PR #3258, opened 2018-02-11
Sample direction that FCs are going towards [RFR]

vampcat:
A small test to see how well FCs replace our current settings.

### DIFF
--- a/engine/src/main/java/org/terasology/config/RenderingConfig.java
+++ b/engine/src/main/java/org/terasology/config/RenderingConfig.java
@@ -18,6 +18,9 @@ package org.terasology.config;
 
 import org.lwjgl.opengl.DisplayMode;
 import org.lwjgl.opengl.PixelFormat;
+import org.terasology.config.flexible.FlexibleConfig;
+import org.terasology.config.flexible.SettingImpl;
+import org.terasology.engine.SimpleUri;
 import org.terasology.rendering.cameras.PerspectiveCameraSettings;
 import org.terasology.rendering.nui.layers.mainMenu.videoSettings.DisplayModeSetting;
 import org.terasology.rendering.nui.layers.mainMenu.videoSettings.ScreenshotSize;
@@ -28,13 +31,9 @@ import java.beans.PropertyChangeListener;
 
 /**
  */
+@SuppressWarnings("WeakerAccess")
 public class RenderingConfig extends AbstractSubscribable {
-
     public static final String PIXEL_FORMAT = "PixelFormat";
-    public static final String WINDOW_POS_X = "WindowPosX";
-    public static final String WINDOW_POS_Y = "WindowPosY";
-    public static final String WINDOW_WIDTH = "WindowWidth";
-    public static final String WINDOW_HEIGHT = "WindowHeight";
     public static final String DISPLAY_MODE_SETTING = "DisplayModeSetting";
     public static final String ANIMATED_MENU = "AnimatedMenu";
     public static final String VIEW_DISTANCE = "viewDistance";
@@ -76,6 +75,11 @@ public class RenderingConfig extends AbstractSubscribable {
     public static final String SCREENSHOT_FORMAT = "ScreenshotFormat";
     public static final String DUMP_SHADERS = "DumpShaders";
     public static final String VOLUMETRIC_FOG = "VolumetricFog";
+
+    public static final SimpleUri WINDOW_POS_X_ = new SimpleUri("engine:windowPosX");
+    public static final SimpleUri WINDOW_POS_Y_ = new SimpleUri("engine:windowPosY");
+    public static final SimpleUri WINDOW_WIDTH_ = new SimpleUri("engine:windowWidth");
+    public static final SimpleUri WINDOW_HEIGHT_ = new SimpleUri("engine:windowHeight");
 
     private PixelFormat pixelFormat;
     private int windowPosX;
@@ -125,6 +129,8 @@ public class RenderingConfig extends AbstractSubscribable {
     private String screenshotFormat;
     private PerspectiveCameraSettings cameraSettings;
 
+    private FlexibleConfig flexibleConfig;
+
     private RenderingDebugConfig debug = new RenderingDebugConfig();
 
     public PerspectiveCameraSettings getCameraSettings() {
@@ -143,46 +149,6 @@ public class RenderingConfig extends AbstractSubscribable {
         // This method could theoretically use a better equality check then. In practice
         // it's unlikely a new PixelFormat instance will ever be value-per-value identical
         // to the previous one.
-    }
-
-    public int getWindowPosX() {
-        return windowPosX;
-    }
-
-    public void setWindowPosX(int windowPosX) {
-        int oldValue = this.windowPosX;
-        this.windowPosX = windowPosX;
-        propertyChangeSupport.firePropertyChange(WINDOW_POS_X, oldValue, this.windowPosX);
-    }
-
-    public int getWindowPosY() {
-        return windowPosY;
-    }
-
-    public void setWindowPosY(int windowPosY) {
-        int oldValue = this.windowPosY;
-        this.windowPosY = windowPosY;
-        propertyChangeSupport.firePropertyChange(WINDOW_POS_Y, oldValue, this.windowPosY);
-    }
-
-    public int getWindowWidth() {
-        return windowWidth;
-    }
-
-    public void setWindowWidth(int windowWidth) {
-        int oldValue = this.windowWidth;
-        this.windowWidth = windowWidth;
-        propertyChangeSupport.firePropertyChange(WINDOW_WIDTH, oldValue, this.windowWidth);
-    }
-
-    public int getWindowHeight() {
-        return windowHeight;
-    }
-
-    public void setWindowHeight(int windowHeight) {
-            int oldValue = this.windowHeight;
-            this.windowHeight = windowHeight;
-            propertyChangeSupport.firePropertyChange(WINDOW_HEIGHT, oldValue, this.windowHeight);
     }
 
     public DisplayMode getDisplayMode() {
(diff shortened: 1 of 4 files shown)


GooeyHub:

engine/src/main/java/org/terasology/config/RenderingConfig.java
```diff
@@ -77,6 +76,11 @@
     public static final String DUMP_SHADERS = "DumpShaders";
     public static final String VOLUMETRIC_FOG = "VolumetricFog";
 
+    public static final SimpleUri WINDOW_POS_X_ = new SimpleUri("engine:windowPosX");
+    public static final SimpleUri WINDOW_POS_Y_ = new SimpleUri("engine:windowPosY");
```
eviltak: I think both of these can be put together into a single `Setting<Vector2i>` for easier access. However, this change will break things, so it may be better off in a separate PR.

eviltak:
I find the usage of `new SimpleUri` everywhere quite unwieldy. I think we can get around this by creating overloads of the `SettingImpl` constructor and `FlexibleConfig.get` that take a string parameter, convert it to a `SimpleUri`, and pass it to the `SimpleUri` overload.

engine/src/main/java/org/terasology/config/RenderingConfig.java
vampcat: I actually favour this change, for reasons other than easier access. Rather than subscribe to either width *and* height, you can simply subscribe to one property. So I think let's make it a `Vector2i` in this PR, unless someone has a problem. This PR will be kinda messy and break-all-the-things either way.

engine/src/main/java/org/terasology/engine/subsystem/lwjgl/LwjglDisplayDevice.java
```diff
@@ -78,7 +81,7 @@ public void setDisplayModeSetting(DisplayModeSetting displayModeSetting, boolean
             switch (displayModeSetting) {
                 case FULLSCREEN:
                     Display.setDisplayMode(Display.getDesktopDisplayMode());
-                    Display.setLocation(config.getWindowPosX(), config.getWindowPosY());
+                    Display.setLocation((Integer)config.getFlexibleConfig().get(WINDOW_POS_X_).getValue(), (Integer)config.getFlexibleConfig().get(WINDOW_POS_Y_).getValue());
```
vampcat: I definitely don't like this cast, but I can't see any way around it for now.

vampcat:
Also, @eviltak I totally agree about the overloaded String counterparts, I was about to make that change either way :D

Regarding the wrapper (point 2) : Not just the constants, the casting as well. The difference between `(Integer)context.get(FlexibleConfigManager.class).get("engine:rendering").get("engine:windowPosX").getValue()` and `context.get(RenderingConfig.class).getWindowPosX()` is huge, imo. That being said, it does introduce some extra classes, so..

Not sure what you mean by the `Key` class, since I really don't want to look at every commit and figure out which one has the Key class (it's not present in the net changes).

eviltak:
@vampcat So you mean a wrapper class with wrapper methods for each setting like it currently is? While I can see the aesthetic appeal, it kind of defeats the purpose of using a FlexibleConfig, IMHO. 

As for the casts, I see no way of avoiding them unless:
- The setting is first extracted to a local variable: 
```
Setting<Vector2i> windowPosSetting = config.getFlexibleConfig().get(RenderingConfig.WINDOW_POS);
Display.setLocation(windowPosSetting.getValue().x, windowPosSetting.getValue().y);
```
- The setting type is passed to the method either via the generic type parameter or via a `.class` argument:
```
config.getFlexibleConfig().get(WINDOW_POS_X_, Integer.class).getValue()
// OR
config.getFlexibleConfig().<Integer>get(WINDOW_POS_X_).getValue()
```

   or
- The key method is used. Keys were disproved for being over-engineered and unwieldy (an assessment I largely agree with) and are effective only when _all_ setting keys are stored for easy retrieval (like a constant or a static field). For the implementation, please take a look at this [old FlexibleConfig implementation](https://github.com/MovingBlocks/Terasology/blob/772413a5857359eedcab23a679f8cfd8c5e458ea/engine/src/main/java/org/terasology/config/flexible/FlexibleConfig.java). If there is renewed interest in this approach, I shall elucidate the usage of keys.

vampcat:
Yes, it kinda defeats the purpose of FCs. Which is why I've tried to avoid that approach in this PR. However, as you can see, it feels way too verbose. Hence this PR - to get more eyes to look at it :D

engine/src/main/java/org/terasology/config/RenderingConfig.java
```diff
@@ -657,4 +623,74 @@ public void setVolumetricFog(boolean volumetricFog) {
         propertyChangeSupport.firePropertyChange(VOLUMETRIC_FOG, oldValue, this.volumetricFog);
     }
 
+    public void loadDefaultRenderingConfig(FlexibleConfig flexibleConfig) {
+        this.flexibleConfig = flexibleConfig;
+
+        // flexibleConfig.add(new SettingImpl<>(new SimpleUri("engine:pixelFormat"), 24));
+        flexibleConfig.add(new SettingImpl<>(new SimpleUri("engine:windowPosX"), 0));
```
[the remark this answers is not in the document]
eviltak: Yes, it will be possible to do that. I proposed something similar in the last couple of comments on my PR. This change will also have the added benefit of not requiring the `SettingImpl` class being exposed to the API, satiating @oniatus's concerns. I also think that the `add(Setting setting)` method should entirely be removed to prevent setting publishers from putting in their own potentially malicious `Setting` implementations, but that may be something to discuss at another time.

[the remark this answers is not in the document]
emanuele3d: @eviltak: what do you have in mind when you think about a malicious setting implementation?

Regarding the SettingImpl class, I'm not bought on the idea that it shouldn't be public.

emanuele3d:
@vampcat, @eviltak: the three renderer-related PRs have just been merged and we can focus once more on this one. Please let's get back on this and let's see what we can do about it.

eviltak:
Readdressing something I briefly mentioned in a review comment (should address your clarification requests @emanuele3d):

I believe that we should change the current `FlexibleConfig` interface (and potentially the `FlexibleConfigManager` API too) to _not_ allow setting/FC publishes to add their own instances of `Setting`/`FlexibleConfig`, for the reasons that follow.

- I do not see the need to include more than one implementation of `Setting` in the future. Consider the possibilities of future implementations of `Setting`. Apart from `SettingImpl`, the only other implementation we have is `MockSetting` which I believe can also be removed. As such, I do not see the need to store in a FC an instance of a `Setting` implementation other than `SettingImpl`. Besides, even if we do add a couple of implementations of `Setting`, we can easily create overloads of the `add` method (or new methods entirely) that add a different `Setting` implementation.

- Modules will _not_ be allowed to add instances of their own `Setting` implementations to a FC. A module author may pass in a malicious `Setting` implementation like `MockSetting` that simply returns `null` in `getValue` and `getDefaultValue`. For this reason, I think it is better to prevent the setting publisher from creating a `Setting` instance and passing it to the FC - instead, the FC itself should be responsible for the creation of the `SettingImpl` object.

- External consumers will not have to deal with any _implementations_ of `Setting` - all their work can be done through the interface. This is in line with the usage patterns of other `Interface` -- `InterfaceImpl` pairs in the code base (`Chunk` -- `ChunkImpl`, `BlockManager` -- `BlockManagerImpl`, et cetera).

In code, `boolean FlexibleConfig.add(Setting setting)` should be replaced with `Setting<V> FlexibleConfig.add<V>(SimpleUri id, V defaultValue)` and `Setting<V> FlexibleConfig.add<V>(SimpleUri id, V defaultValue, SettingValueValidator<V> valueValidator)`. Both of these methods internally create a `SettingImpl<V>`, add it to the settings map with the already existing rules, and return the created `Setting`. This ensures that the setting publisher has nothing to do with the instantiation of the setting object (and, in turn, does not have to deal with `SettingImpl` or a `SettingFactory`).

A similar approach for similar reasons can be taken towards the `FlexibleConfigManager.addConfig` method, which also requires that the config publisher create a new `FlexibleConfigImpl` instance and pass it to the method. Since no other `FlexibleConfig` implementation will ever be used, it is better to change the signature of `addConfig` to `FlexibleConfig addConfig(SimpleUri id)` and let the method create the `FlexibleConfigImpl` instance.

@vampcat @oniatus @emanuele3d please put forward your thoughts and suggestions.

emanuele3d:
@eviltak, you need to look at your own communication and reasoning style as this really doesn't work. 

Let me clarify:

> I believe that we should change the current FlexibleConfig interface (and potentially the FlexibleConfigManager API too) to not allow setting/FC publishes to add their own instances of Setting/FlexibleConfig, for the reasons that follow.

This ignores and is in direct contradiction of my intention to get some experience first and then reassess. So, generally speaking it's a no.

> I do not see the need to include more than one implementation of Setting in the future.

This is your personal judgement and I disagree. So, it's another no.

> Besides, even if we do add a couple of implementations of Setting, we can easily create overloads of the add 

This is another no, as we don't want to change the engine source to allow for additional setting types. 

> Modules will not be allowed to add instances of their own Setting implementations to a FC.

This imperious tone is absolutely out of place: you do not get to decide, at most suggest. Fourth no. Furthermore, I was curious about what you intended with malicious code and the example you provide doesn't sound malicious at all, just bad programming. If a module behaves like that it will be easily forgotten, never to be loaded again. 

Summary: lots of circular reasoning, poor arguments and unacceptable communication style. 

We work with what we have, we get some experience with it and we reassess later. Perhaps there will be scope for some of the changes you suggest @eviltak, but for the time being I don't want to discuss them again as it's a waste of time.

emanuele3d:
@vampcat, please address my comments and let's see where we end up. 

Also, we should keep in mind is that what looks verbose now, in a single FC, with lots of repetition, will eventually be decentralized into many parts of the code, i.e. individual nodes adding or obtaining their own settings. 

So, we are going through a lot of cut&pasting right now, but eventually, a node developer or a module developers will only add or obtain the setting he or she is interested in: the whole list will be visible only UI side, and not necessarily all at once.

eviltak:
@emanuele3d while I am otherwise ok with your judgement of my comment, you may have mistook the statement you called imperious. In no way am I domineering or making decisions for others through that statement -- it is simply a direct consequence of my proposal.

eviltak:
Closing this PR as FCs have been replaced with AutoConfigs in #3723.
|---|
#### Task requirements
Will you return exactly the lines above from the one with "really doesn't work." down to the one with "Setting/FlexibleConfig, for the reasons that follow.", counting both as part of the range?

#### Task output
@eviltak, you need to look at your own communication and reasoning style as this really doesn't work. 

Let me clarify:

> I believe that we should change the current FlexibleConfig interface (and potentially the FlexibleConfigManager API too) to not allow setting/FC publishes to add their own instances of Setting/FlexibleConfig, for the reasons that follow.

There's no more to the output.